Fibrinogen is a hexameric glycoprotein composed of two α (FGA), two β (FGB), and two γ (FGG) polypeptide chains. Fibrinogen subunits are primarily produced and assembled in hepatocytes before being secreted into the bloodstream as a complete fibrinogen hexamer, which circulates in plasma at high concentrations (2- 4 g/l) (Tennent GA et al, 2007; reviewed by Redman CM & Xia H 2001; Lord ST 2007; Kattula S et al., 2017; Dobson DA et al., 2024). Fibrinogen subunits are held together by disulfide bonds to form an elongated structure with two outer D domains connected through a coiled-coil segment to the central E domain. The D domains are made of the C-terminal ends of β and γ chains, while the E domain is formed by the N-terminal regions of all six chains (Spraggon G et al., 1997; Yang Z et al., 2000; Mosesson MW 2005; Kollman JM et al., 2009; Medved L & Weisel JW 2009; Weisel JW & Litvinov RI 2017; Butera D & Hogg PJ 2020; Litvinov RI et al., 2021). During coagulation, thrombin (FIIa) cleaves the alpha and beta chains of fibrinogen at the E domain. This cleavage results in the release of fibrinopeptides A and B from the N-terminal regions of the α and β chains, respectively, leading to the formation of a soluble fibrin monomer (Ni et al. 1989; Pechik I et al., 2006; Riedel T et al., 2011). The cleavage unmasks four binding sites in the E domain allowing binding to the C-terminal region of the D domain from other fibrin monomers leading to formation of protofibrils (reviewed by Litvinov RI et al., 2021; Wolberg AS 2023).

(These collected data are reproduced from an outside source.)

PR #800, opened 2026-04-02
Use moveTo API to move files for standard buckets

Yonghui-Lee:
I update the implementation of move method for standard bucket to use the atomic moveTo API instead of the non-atomic copy-and-delete.

## Key Changes
- Replace copy-and-delete with atomic moveTo.
- List and Glob Pattern Support: Expand source and destination paths using fsspec's robust other_paths helper. It supports:
- Asynchronous Batched Execution: Moves are executed aggressively in parallel using _run_coros_in_chunks (governed by batch_size kwargs parameter).
- Error handling for Implicit Directories: Because standard un-hierarchical GCS buckets use implicit directories, _expand_path() will identify dummy directory paths that don't physically exist as objects. The exception handling loop gracefully catches and suppresses FileNotFoundError if it corresponds to an implicit directory.
- Add a specific microbenchmark for file renaming operations, segregating it from directory renaming benchmarks.

## Performance
For previous copy-and-delete implementation
- copy tasks are executed in coroutines.
- delele tasks can make use of batch API and are also executed in coroutines.

For moveTo API, tasks are executed in coroutines.

The micro benchmark results show that moveTo is 10-20% faster than copy-and-delete using the same batch size.

### DIFF
--- a/gcsfs/core.py
+++ b/gcsfs/core.py
@@ -14,6 +14,7 @@ import uuid
 import warnings
 import weakref
 from datetime import datetime, timedelta
+from glob import has_magic
 from urllib.parse import parse_qs
 from urllib.parse import quote as quote_urllib
 from urllib.parse import urlsplit
@@ -23,7 +24,7 @@ import fsspec
 from fsspec import asyn
 from fsspec.callbacks import NoOpCallback
 from fsspec.implementations.http import get_client
-from fsspec.utils import setup_logging, stringify_path
+from fsspec.utils import other_paths, setup_logging, stringify_path
 
 from . import __version__ as version
 from .checkers import get_consistency_checker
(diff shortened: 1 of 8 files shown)


martindurant:
How long has this API been available? :)

gcsfs/core.py
```diff
@@ -1272,16 +1267,70 @@ async def _merge(self, path, paths, acl=None):
 
     merge = asyn.sync_wrapper(_merge)
 
-    # mv method is already available as sync method in the fsspec.py
-    # Async version of it is introduced here so that mv can be used in async methods.
     # TODO: Add async mv method in the async.py and remove from GCSFileSystem.
```
Mahalaxmibejugam, line 1284: We can remove this ToDo now, as this is GCS specific custom implementation, we can't copy this method to async.py. We will have to keep it in GCSFileSystem only.

gcsfs/tests/test_core.py
```diff
@@ -2086,6 +1854,8 @@ def test_sign(gcs, monkeypatch):
 
 @pytest.mark.xfail(reason="emulator does not support condition")
 def test_write_x_mpu(gcs):
+    # if not gcs.on_google:
```
Mahalaxmibejugam: Please remove the commented code.

Mahalaxmibejugam:
Can you attach the benchmark values of standard buckets for both file and folder renames in the description or in a comment?

gcsfs/core.py
martindurant: Actually, the implementation looks generic - but no need to take any action about it now. In fact, I don't expect too much of a performance gain (but maybe some) - we just need to make sure it passes the abstract tests for `mv`.

Mahalaxmibejugam: ohh yes agree that it is generic, I missed that moveTo API is abstracted by mv_file.

Yonghui-Lee:
> How long has this API been available? :)

It has been available for about one year. https://docs.cloud.google.com/storage/docs/release-notes#February_24_2025

gcsfs/tests/test_core.py
Yonghui-Lee: Thanks for catching it. Currently we have 2 methods to handle emulator limitation: checking gcs.on_google and using @pytest.mark.xfail. I leave the comments because I'm considering whether we should change the code here to keep them consistent. May I know your opinion?

Yonghui-Lee:
> Can you attach the benchmark values of standard buckets for both file and folder renames in the description or in a comment?

The benchmark raw data for batch size 20 is as follows.
Copy-and-delete:
image

MoveTo:
image

gcsfs/tests/test_core.py
Mahalaxmibejugam: Previously, there was no CI pipeline to run the tests in test\_core.py on real GCS, and we only had an emulator-based pipeline where an unconditional xfail was acceptable. 

Now that we are running these tests on actual GCS, marking a test as xfail without checking the condition means legitimate failures will not be correctly reported. We should switch to using a conditional xfail or skip. Using the pytest.skip(...) pattern would ensure consistency with the other tests in the file.

Yonghui-Lee: Updated

martindurant:
(e2e test error is not showing up for me)

Mahalaxmibejugam:
> (e2e test error is not showing up for me)

Tests didn't run yet, we need to add `/gcbrun` as a comment to trigger the pipeline run. You and Ankita have the permissions to trigger the tests.

gcsfs/core.py
Mahalaxmibejugam: Should we consider moving the implementation from GCSFileSystem to fsspec? We might also see performance gains if other fsspec implementations also include atomic mv_file like we see in case of GCSFS.

There is also a significant code duplication in mv method from other fsspec methods like copy which can be extracted into a helper.

martindurant:
(the CI runs should show up as pending if they have not begun yet, but now I get it)

gcsfs/core.py
Yonghui-Lee: I think it's a good idea. But the default implementation of mv_file of AsyncFileSystem isn't atomic. If we use mv_file for mv by default, there may be performance drop for some fsspec implementations.

Mahalaxmibejugam: The existing mv implementation in AbstractFileSystem is also not atomic, it relies on a copy+delete logic. Therefore IMO changing from copy+delete to mv_file (which is also not atomic in AsyncFileSystem) should not have any performance implications.

@martindurant Let us know your thoughts about this

Yonghui-Lee:
The e2e test should be fixed now.

gcsfs/core.py
martindurant: Let's not move it right now, but open an issue at fsspec about a future intent to do so. I don't believe there are any existing implementations of _mv in subclasses of Async, but we should spend the time to check for sure.

Yonghui-Lee:
~~The codecov patch check failed. But I run the CI locally and check the coverage report, the lines are covered.~~

Fixed after I rebase master instead of merging.

PR #801, opened 2026-04-02
Update README.md

trinadhkotturu:
Updating the landing page for improved support.

### DIFF
--- a/README.md
+++ b/README.md
@@ -1,17 +1,85 @@
-gcsfs
-=====
+
+# gcsfs
 
 [|Build Status|](https://github.com/fsspec/gcsfs/actions)
 [|Docs|](https://gcsfs.readthedocs.io/en/latest/?badge=latest)
 
-Pythonic file-system for Google Cloud Storage for fsspec.
+**GCSFS** is a Python library that provides a familiar, file-system-like interface to [Google Cloud Storage (GCS)](https://docs.cloud.google.com/storage/docs/introduction). Built on top of [fsspec](https://github.com/fsspec), it allows you to interact with cloud buckets as if they were local directories, making it a favorite for data scientists and engineers.
 
+-----
 
-Support
--------
+## Getting Started
+
+### Installation
+
+Install via pip or conda:
+
+```bash
+# Using pip
+pip install gcsfs
+
+# OR using conda
+conda install -c conda-forge gcsfs
+```
+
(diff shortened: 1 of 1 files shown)


README.md
```diff
@@ -1,17 +1,85 @@
...
+
+### Authentication Modes
+
+  * **Default:** Uses your local gcloud credentials or environment service accounts.
+  * **Cloud:** Explicitly use Google Metadata service (`token='cloud'`).
+  * **Anonymous:** Access public data without a login (`token='anon'`).
+  * **Service Account:** Pass the path to your JSON key file (`token='path/to/key.json'`).
+
+> [\!TIP]
+> **Note on Async:** GCSFS is built on `aiohttp`. If you are building high-concurrency applications, you can use the asynchronous API by passing `asynchronous=True` to the `GCSFileSystem` constructor.
```
martindurant, line 77: Does Extended need aiohttp at all?

README.md
```diff
@@ -1,17 +1,85 @@
...
+
+-----
+
+## Support
+
+Work on this repository is supported in part by:
 
-<a href="https://anaconda.com/"><img src="https://camo.githubusercontent.com/b8555ef2222598ed37ce38ac86955febbd25de7619931bb7dd3c58432181d3b6/68747470733a2f2f626565776172652e6f72672f636f6d6d756e6974792f6d656d626572732f616e61636f6e64612f616e61636f6e64612d6c617267652e706e67" alt="anaconda logo" width="40%"/></a>
+**"Anaconda, Inc. - Advancing AI through open source."**
```
martindurant, line 85: Interestingly, the tagline and logo keeps changing, but I'm not minded to try to keep up.

martindurant (approved):
Thank you.

README.md
trinadhkotturu: I try to keep it but its not rendering properly. So have to take it out so that Anaconda support doesn't get eclipsed in the non-redended logo.

README.md
ankitaluthra1: for now we route to core.py for metadata calls so it uses aiohttp but we can move those to grpc as well after testing perf benefits

martindurant: OK. But still, the ability to use asynchronous mode is not exactly because of aiohttp - I would just remove it or perhaps say "GCSFS runs async code internally"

This Reactome event shows thrombin-mediated proteolytic cleavage of fibrinogen to fibrin, releasing fibrinopeptides A and B.
Some direct oral anticoagulant (DOAC) drugs are potent, competitive direct thrombin inhibitors (DTIs). They reversibly and specifically bind both clot-bound and free thrombin (unlike warfarin or heparin), as well as inhibiting thrombin-induced platelet aggregation. These drugs can be synthetic organic compounds (dabigatran, argatroban) or recombinant peptides (lepirudin, bivalirudin, desirudin). Dabigatran (brand name Pradexa) is formulated as a lipophilic prodrug, dabigatran etexilate, to promote gastrointestinal absorption before it is metabolised to the active drug. The kidneys excrete the majority (80%) of unchanged drug (Stangier J et al. 2007). Argatroban is a synthetic inhibitor of thrombin derived from L-arginine, which has a relatively short period of binding only to thrombin’s active site (Hursting MJ et al. 1997). It is given intravenously and is metabolised in the liver. Because of its hepatic metabolism, it may be used in patients with renal dysfunction. Lepirudin (brand name Refludan) is a recombinant hirudin derived from yeast cells (Weitz JI et al. 1990). Hirudin is a naturally occurring anticoagulant produced by the salivary glands of medicinal leeches. Bivalirudin (brand name Angiomax, Angiox) is a synthetic analog of hirudin, with a shorter period of binding to thrombin (Gladwell TD 2002). Desirudin (brand name Iprivask) is another recombinant hirudin derivative that directly inhibits free and fibrin-bound thrombin (Graetz TJ et al. 2011). Melagatran is the active drug formed from the prodrug ximelagatran and is a competitive and rapid inhibitor of thrombin (Gustafsson D et al. 1998). DuP 714 is a potent and specific thrombin inhibitor (Chiu AT et al. 1991).